### Records for this exercise
PR #554, opened 2024-08-05
Lighthouse CI

dcsaszar:


.circleci/config.yml
```diff
@@ -1,29 +1,49 @@
...
+      - steps: << parameters.setup >>
       - run: npm ci
       - run: npm run << parameters.npm-run-command >>
 
 workflows:
   main:
     jobs:
-      - execute-npm:
-          name: npm run build
-          npm-run-command: build
```
apepper, line 20: Please keep `build` as a dedicated job. Otherwise if "lighthouse" fails it is not clear, if this is because of a broken build or if some lighthouse score was not achieved.

package.json
```diff
@@ -8,6 +8,7 @@
     "check-types": "tsc",
     "preview": "vite preview",
     "lint": "eslint --max-warnings 0 'src/**/*.ts' 'src/**/*.tsx' && knip",
+    "lighthouse": "SCRIVITO_TENANT=d0a154d76edf2a7bd991fc658e700a1d SCRIVITO_ORIGIN=http://localhost:8080 PRERENDER_OBJ_ID=c2a0aab78be05a4e npm run prerender && precompress --include '(**).(css|html|js)' --types br dist-ssr && for run in $(seq 6); do lhci autorun && break; done",
```
apepper, line 11: Do we need to hard-code the `SCRIVITO_TENANT` ID? Why not take the tenant from the env? This way the lighthouse test would be automatically transferred.

apepper, line 11: Regarding `precompress --include '(**).(css|html|js)' --types br dist-ssr` - similar to the `startServerCommand` comment from above: Could this be consolidated with `npm run prerender-preview`?

apepper, line 11: Regarding `for run in $(seq 6); do lhci autorun && break; done`: Do I understand this correctly, that lighthouse will try up to six times to reach the target score? Isn't `numberOfRuns` for that?

apepper (commented):
FEEDBACK ([4d02505](https://github.com/Scrivito/scrivito-portal-app/pull/554/commits/4d02505df93ee58c61751953e287b92b9c2ace00))

Good stuff 🚀!

Please see my comments for questions/suggestions.

.lighthouserc.yml
```diff
@@ -0,0 +1,17 @@
...
+    includePassedAssertions: true
+  collect:
+    numberOfRuns: 1
+    startServerCommand: http-server dist-ssr --brotli -c31536000
+    startServerReadyPattern: Hit CTRL-C to stop the server
+    url:
+      - http://localhost:8080/en
+  upload:
+    outputDir: .lighthouseci/results
+    target: filesystem
```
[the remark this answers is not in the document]
dcsaszar: No, they aren't, but the upload must go somewhere, so I just put them in an ignored-anyway folder. If you are fine with different values feel free to suggest some:
https://github.com/GoogleChrome/lighthouse-ci/blob/main/docs/configuration.md#target

.lighthouserc.yml
```diff
@@ -0,0 +1,17 @@
...
+  assert:
+    assertions:
+      categories:accessibility: [error, minScore: 0.94]
+      categories:best-practices: [error, minScore: 1]
+      categories:performance: [error, minScore: 0.68]
+      categories:seo: [error, minScore: 0.92]
+    includePassedAssertions: true
+  collect:
+    numberOfRuns: 1
+    startServerCommand: http-server dist-ssr --brotli -c31536000
```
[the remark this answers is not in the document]
dcsaszar: Yes there are multiple degrees, depending on these goals:
1. Do we want to stick with a single tool to preview prerendered pages?
  * This would be easy: `http-server dist-ssr`
2. Should the preview be suited for performance measurements?
  * This would require the `precompress` step. We could add it to `prerender-preview`, which would slow this script down a bit. Or we'd have two `prerender-preview` scripts?

package.json
dcsaszar: The current CI env has no `SCRIVITO_TENANT` set. The consequence of moving the setting to the CI is that we force forks with CI integration to set the env too. If this is fine, yes we could do this.

dcsaszar: Yes, but
* `numberOfRuns` will *always* collect N runs first and find the max score afterwards. This means **always** N times the CI duration.
* `numberOfRuns > 1` currently reports wrong numbers, see https://github.com/GoogleChrome/lighthouse-ci/issues/1067

.lighthouserc.yml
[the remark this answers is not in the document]
apepper: Thanks for the investigation.

`filesystem` is ok, but how about moving it to `tmp/lighthouseci/results` and gitignore `tmp`?

package.json
```diff
@@ -8,8 +8,10 @@
     "check-types": "tsc",
     "preview": "vite preview",
     "lint": "eslint --max-warnings 0 'src/**/*.ts' 'src/**/*.tsx' && knip",
+    "lighthouse": "SCRIVITO_ORIGIN=http://localhost:8080 PRERENDER_OBJ_ID=c2a0aab78be05a4e npm run prerender && npm run prerender-precompress && for run in $(seq 6); do lhci autorun && break; done",
     "prerender": "vite build && vite-node --options.deps.external='/scrivito/' src/prerenderContent.ts",
-    "prerender-preview": "vite preview --outDir dist-ssr",
+    "prerender-precompress": "precompress --include '(**).(css|html|js)' --types br dist-ssr",
+    "prerender-preview": "http-server dist-ssr --port 8080 --brotli -c31536000",
```
apepper, line 14: This does not seem to work - at least on my machine.

Steps to reproduce:

```bash
SCRIVITO_ORIGIN=http://localhost:8080 npm run prerender && npm run prerender-preview
```

Visit http://localhost:8080 in a private browser window.

Expected: A redirect to /en is happening and the actual portal app is rendered.

Actual: The "index" page of the folder "en/" is visible:
Screenshot 2024-08-07 at 14 43 15

.lighthouserc.yml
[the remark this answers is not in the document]
apepper: I like the current setup with `npm run prerender-precompress` and `npm run prerender-preview`.

apepper (commented):
FEEDBACK ([f7091b9](https://github.com/Scrivito/scrivito-portal-app/pull/554/commits/f7091b9ab227fadebf398ae308c646186a61199f))

Nice 🚀! Please see my comments.

.lighthouserc.yml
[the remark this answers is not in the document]
dcsaszar: `.lighthouseci` is written to anyway (see https://github.com/GoogleChrome/lighthouse-ci/blob/main/docs/configuration.md#collect).

What we could do is something like:
```yaml
  upload:
    outputDir: .lighthouseci
    reportFilenamePattern: tmp
    target: filesystem
```
This would no longer accumulate reports for local runs and even hide the (over)written dummy file from most IDEs.
But in case someone is actually interested in archived local results, this would be a blocker. Leave as is?

package.json
```diff
@@ -8,8 +8,10 @@
     "check-types": "tsc",
     "preview": "vite preview",
     "lint": "eslint --max-warnings 0 'src/**/*.ts' 'src/**/*.tsx' && knip",
+    "lighthouse": "SCRIVITO_ORIGIN=http://localhost:8080 PRERENDER_OBJ_ID=c2a0aab78be05a4e npm run prerender && npm run prerender-precompress && for run in $(seq 6); do lhci autorun && break; done",
     "prerender": "vite build && vite-node --options.deps.external='/scrivito/' src/prerenderContent.ts",
-    "prerender-preview": "vite preview --outDir dist-ssr",
+    "prerender-precompress": "precompress --include '(**).(css|html|js)' --types br dist-ssr",
+    "prerender-preview": "ws --directory dist-ssr --port 8080 --rewrite '(/..)(/.*|$) -> $&.html' --static.maxage 31536000",
```
apepper, line 14: We are getting closer. Now only a fallback file is missing:

*How to reproduce*
```
SCRIVITO_ORIGIN=http://localhost:8080 npm run prerender && npm run prerender-preview
```
Visit http://localhost:8080/en/my-tynacoon

*Expected*
A nicely rendered "Page not found"
Screenshot 2024-08-08 at 09 30 01

*Actual*
A white page stating "Not found"
Screenshot 2024-08-08 at 09 30 31

apepper (commented):
FEEDBACK ([a68fb50](https://github.com/Scrivito/scrivito-portal-app/pull/554/commits/a68fb5017f65f0ef3de2dffa9bcfbb8a9ca336f0))

Almost there 🚀!

apepper (approved):
LGTM ([5b2d689](https://github.com/Scrivito/scrivito-portal-app/pull/554/commits/5b2d689cc02ff71324cd85d0f9a03908fefa8c9a))

Awesome 🚀! Great work!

### Exercise details
Your reply should repeat the entries above in full, with every character intact.

### Your response
PR #554, opened 2024-08-05
Lighthouse CI

dcsaszar:


.circleci/config.yml
```diff
@@ -1,29 +1,49 @@
...
+      - steps: << parameters.setup >>
       - run: npm ci
       - run: npm run << parameters.npm-run-command >>
 
 workflows:
   main:
     jobs:
-      - execute-npm:
-          name: npm run build
-          npm-run-command: build
```
apepper, line 20: Please keep `build` as a dedicated job. Otherwise if "lighthouse" fails it is not clear, if this is because of a broken build or if some lighthouse score was not achieved.

package.json
```diff
@@ -8,6 +8,7 @@
     "check-types": "tsc",
     "preview": "vite preview",
     "lint": "eslint --max-warnings 0 'src/**/*.ts' 'src/**/*.tsx' && knip",
+    "lighthouse": "SCRIVITO_TENANT=d0a154d76edf2a7bd991fc658e700a1d SCRIVITO_ORIGIN=http://localhost:8080 PRERENDER_OBJ_ID=c2a0aab78be05a4e npm run prerender && precompress --include '(**).(css|html|js)' --types br dist-ssr && for run in $(seq 6); do lhci autorun && break; done",
```
apepper, line 11: Do we need to hard-code the `SCRIVITO_TENANT` ID? Why not take the tenant from the env? This way the lighthouse test would be automatically transferred.

apepper, line 11: Regarding `precompress --include '(**).(css|html|js)' --types br dist-ssr` - similar to the `startServerCommand` comment from above: Could this be consolidated with `npm run prerender-preview`?

apepper, line 11: Regarding `for run in $(seq 6); do lhci autorun && break; done`: Do I understand this correctly, that lighthouse will try up to six times to reach the target score? Isn't `numberOfRuns` for that?

apepper (commented):
FEEDBACK ([4d02505](https://github.com/Scrivito/scrivito-portal-app/pull/554/commits/4d02505df93ee58c61751953e287b92b9c2ace00))

Good stuff 🚀!

Please see my comments for questions/suggestions.

.lighthouserc.yml
```diff
@@ -0,0 +1,17 @@
...
+    includePassedAssertions: true
+  collect:
+    numberOfRuns: 1
+    startServerCommand: http-server dist-ssr --brotli -c31536000
+    startServerReadyPattern: Hit CTRL-C to stop the server
+    url:
+      - http://localhost:8080/en
+  upload:
+    outputDir: .lighthouseci/results
+    target: filesystem
```
[the remark this answers is not in the document]
dcsaszar: No, they aren't, but the upload must go somewhere, so I just put them in an ignored-anyway folder. If you are fine with different values feel free to suggest some:
https://github.com/GoogleChrome/lighthouse-ci/blob/main/docs/configuration.md#target

.lighthouserc.yml
```diff
@@ -0,0 +1,17 @@
...
+  assert:
+    assertions:
+      categories:accessibility: [error, minScore: 0.94]
+      categories:best-practices: [error, minScore: 1]
+      categories:performance: [error, minScore: 0.68]
+      categories:seo: [error, minScore: 0.92]
+    includePassedAssertions: true
+  collect:
+    numberOfRuns: 1
+    startServerCommand: http-server dist-ssr --brotli -c31536000
```
[the remark this answers is not in the document]
dcsaszar: Yes there are multiple degrees, depending on these goals:
1. Do we want to stick with a single tool to preview prerendered pages?
  * This would be easy: `http-server dist-ssr`
2. Should the preview be suited for performance measurements?
  * This would require the `precompress` step. We could add it to `prerender-preview`, which would slow this script down a bit. Or we'd have two `prerender-preview` scripts?

package.json
dcsaszar: The current CI env has no `SCRIVITO_TENANT` set. The consequence of moving the setting to the CI is that we force forks with CI integration to set the env too. If this is fine, yes we could do this.

dcsaszar: Yes, but
* `numberOfRuns` will *always* collect N runs first and find the max score afterwards. This means **always** N times the CI duration.
* `numberOfRuns > 1` currently reports wrong numbers, see https://github.com/GoogleChrome/lighthouse-ci/issues/1067

.lighthouserc.yml
[the remark this answers is not in the document]
apepper: Thanks for the investigation.

`filesystem` is ok, but how about moving it to `tmp/lighthouseci/results` and gitignore `tmp`?

package.json
```diff
@@ -8,8 +8,10 @@
     "check-types": "tsc",
     "preview": "vite preview",
     "lint": "eslint --max-warnings 0 'src/**/*.ts' 'src/**/*.tsx' && knip",
+    "lighthouse": "SCRIVITO_ORIGIN=http://localhost:8080 PRERENDER_OBJ_ID=c2a0aab78be05a4e npm run prerender && npm run prerender-precompress && for run in $(seq 6); do lhci autorun && break; done",
     "prerender": "vite build && vite-node --options.deps.external='/scrivito/' src/prerenderContent.ts",
-    "prerender-preview": "vite preview --outDir dist-ssr",
+    "prerender-precompress": "precompress --include '(**).(css|html|js)' --types br dist-ssr",
+    "prerender-preview": "http-server dist-ssr --port 8080 --brotli -c31536000",
```
apepper, line 14: This does not seem to work - at least on my machine.

Steps to reproduce:

```bash
SCRIVITO_ORIGIN=http://localhost:8080 npm run prerender && npm run prerender-preview
```

Visit http://localhost:8080 in a private browser window.

Expected: A redirect to /en is happening and the actual portal app is rendered.

Actual: The "index" page of the folder "en/" is visible:
Screenshot 2024-08-07 at 14 43 15

.lighthouserc.yml
[the remark this answers is not in the document]
apepper: I like the current setup with `npm run prerender-precompress` and `npm run prerender-preview`.

apepper (commented):
FEEDBACK ([f7091b9](https://github.com/Scrivito/scrivito-portal-app/pull/554/commits/f7091b9ab227fadebf398ae308c646186a61199f))

Nice 🚀! Please see my comments.

.lighthouserc.yml
[the remark this answers is not in the document]
dcsaszar: `.lighthouseci` is written to anyway (see https://github.com/GoogleChrome/lighthouse-ci/blob/main/docs/configuration.md#collect).

What we could do is something like:
```yaml
  upload:
    outputDir: .lighthouseci
    reportFilenamePattern: tmp
    target: filesystem
```
This would no longer accumulate reports for local runs and even hide the (over)written dummy file from most IDEs.
But in case someone is actually interested in archived local results, this would be a blocker. Leave as is?

package.json
```diff
@@ -8,8 +8,10 @@
     "check-types": "tsc",
     "preview": "vite preview",
     "lint": "eslint --max-warnings 0 'src/**/*.ts' 'src/**/*.tsx' && knip",
+    "lighthouse": "SCRIVITO_ORIGIN=http://localhost:8080 PRERENDER_OBJ_ID=c2a0aab78be05a4e npm run prerender && npm run prerender-precompress && for run in $(seq 6); do lhci autorun && break; done",
     "prerender": "vite build && vite-node --options.deps.external='/scrivito/' src/prerenderContent.ts",
-    "prerender-preview": "vite preview --outDir dist-ssr",
+    "prerender-precompress": "precompress --include '(**).(css|html|js)' --types br dist-ssr",
+    "prerender-preview": "ws --directory dist-ssr --port 8080 --rewrite '(/..)(/.*|$) -> $&.html' --static.maxage 31536000",
```
apepper, line 14: We are getting closer. Now only a fallback file is missing:

*How to reproduce*
```
SCRIVITO_ORIGIN=http://localhost:8080 npm run prerender && npm run prerender-preview
```
Visit http://localhost:8080/en/my-tynacoon

*Expected*
A nicely rendered "Page not found"
Screenshot 2024-08-08 at 09 30 01

*Actual*
A white page stating "Not found"
Screenshot 2024-08-08 at 09 30 31

apepper (commented):
FEEDBACK ([a68fb50](https://github.com/Scrivito/scrivito-portal-app/pull/554/commits/a68fb5017f65f0ef3de2dffa9bcfbb8a9ca336f0))

Almost there 🚀!

apepper (approved):
LGTM ([5b2d689](https://github.com/Scrivito/scrivito-portal-app/pull/554/commits/5b2d689cc02ff71324cd85d0f9a03908fefa8c9a))

Awesome 🚀! Great work!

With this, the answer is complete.